A Memorial Service, Memory, and the Eventual Gifts of Suffering June 12, 2014

Last night was the memorial service, not just for Paul Lee, who died on Thursday, but for everyone affected by the SPU shooting. My twenty-two year old daughter and I came straight from the gym. We arrived about five minutes early, and the place was packed, so our friend Celeste said we could sit on the stage, facing out. So Chloe walked sheepishly up in her t-shirt, gym shorts and flip flops, and I toddled up, to lend a speck of grey to the young heads of hair on the stage.

Being on the stage meant we saw everything from the back. When Paul’s dance group got up to dance, starting with their backs to the congregation, we saw the sobs gulped down, the red eyes, the tears. When hundreds rose or sat or raised hands, we saw a great movement of grief and praise.

The service was lovely, rich, honest–as all the worship services at SPU have been. It began with a reading from Psalm 27 and the Taize song, “I am sure I shall see the goodness of the Lord in the land of the living,” which we sang, in Taize style, six or seven times. During the prayer for the victims, including the entire SPU community and the shooter, individuals lit lanterns and candles set around a foot high cross that someone had crafted for the Lee family. Then we all wrote prayers and deposited them at the foot of the cross and candles. The service ended in earnest praise. It began even before it began, with a poem, For Suffering, by John O’Donahue, which each of us received as we walked in.

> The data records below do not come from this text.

PR #1141, opened 2017-10-18
set default value if tools.linux-terminal does not exist

### LINKED ISSUE #1139: Unable to Build on MacOS
Hello, I'm currently attempting to install the latest version of PlayOnMac5, and it seems there is an issue when building: `Failed to execute goal org.apache.maven.plugins:maven-surefire-plugin:2.19.1:test (default-test) on project phoenicis-javafx: There are test failures.`

Here are the logs [WITH](https://paste.ee/p/H79Io) or [WITHOUT](https://paste.ee/p/CiujT) full debugging (-X switch) enabled.

Sorry I can't elaborate anymore; I'm not accustomed to using Maven, nor installing programs from source.

plata:
For example on Mac OS, `tools.linux-terminal` does not exist (also not required). Use an empty String as default in these cases.

fixes #1139

### DIFF
--- a/phoenicis-settings/src/main/java/org/phoenicis/settings/Setting.java
+++ b/phoenicis-settings/src/main/java/org/phoenicis/settings/Setting.java
@@ -19,7 +19,7 @@
 package org.phoenicis.settings;
 
 public enum Setting {
-    TERMINAL("tools.linux-terminal");
+    TERMINAL("${tools.linux-terminal:}");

May you be blessed in the holy names of those

Who, without you knowing it,

Help to carry and lighten your pain.

May you know serenity

When you are called

To enter the house of suffering.

May a window of light always surprise you.

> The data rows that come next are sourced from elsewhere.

PR #1153, opened 2018-01-20
Cleaning up repository location code

qparis:


phoenicis-repository/src/main/java/org/phoenicis/repository/DynamicRepositoryLocationLoader.java
```diff
@@ -0,0 +1,20 @@
...
+import org.phoenicis.repository.location.RepositoryLocation;
+import org.phoenicis.repository.repositoryTypes.Repository;
+import org.springframework.context.ApplicationContext;
+
+import java.util.List;
+
+public class DynamicRepositoryLocationLoader implements RepositoryLocationLoader {
+    private final RepositoryLocationLoader delegated;
+
+    public DynamicRepositoryLocationLoader(ApplicationContext applicationContext, String beanName) {
```
madoar: Is there a way to use the `className` instead of the `beanName` here?

phoenicis-repository/src/main/java/org/phoenicis/repository/RepositoryConfiguration.java
```diff
@@ -84,11 +81,22 @@ public RepositoryManager repositoryManager() {
...
+        return new DynamicRepositoryLocationLoader(applicationContext, "filesystemLocationLoader");
+    }
+
+    @Bean
+    public RepositoryLocationLoader filesystemLocationLoader() {
+        return new FilesystemJsonRepositoryLocationLoader(repositoryListPath,
+                phoenicisGlobalConfiguration.objectMapper());
+    }
+
     public void saveRepositories(List<RepositoryLocation<? extends Repository>> repositoryLocations) {
```
madoar: Can we add this method to `RepositoryLocationLoader`?

phoenicis-repository/src/main/java/org/phoenicis/repository/RepositoryLocationLoader.java
```diff
@@ -0,0 +1,10 @@
+package org.phoenicis.repository;
+
+import org.phoenicis.repository.location.RepositoryLocation;
+import org.phoenicis.repository.repositoryTypes.Repository;
+
+import java.util.List;
+
+public interface RepositoryLocationLoader {
```
madoar: Please add some JavaDoc

phoenicis-repository/src/main/java/org/phoenicis/repository/RepositoryConfiguration.java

May you be granted the wisdom

To avoid false resistance;

When suffering knocks on the door of your life,

May you glimpse its eventual gifts.

May you be able to receive

the fruits of suffering.

May memory bless and protect you

With the hard-earned light of past travail;

To remind you that you have survived before

And though the darkness now is deep,

You will soon see approaching light.

May the grace of time heal your wounds…

 

Last night, I was struck by a few words in this prayer.

eventual gifts. The eventual gifts of suffering. Not now. Later.

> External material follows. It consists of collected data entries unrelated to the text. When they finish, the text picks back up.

PR #1166, opened 2018-02-15
added gemnasium Maven plugin

plata:


madoar:
It seems like the tests are failing

plata:
Yes. I'm not sure why it cannot update gemnasium currently.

memory. The hard-earned light of past travail. The power of memory to lead us ahead, to prepare us to walk through the inevitable door of suffering.

Not fragrant memories, either. No sentimentality. The hard-earned light of past travail.

This prayer or poem or benediction offers a context–or is it a crucible?–for suffering. It takes us from the hard-earned light of past travail far into the future, to the eventual gifts of suffering.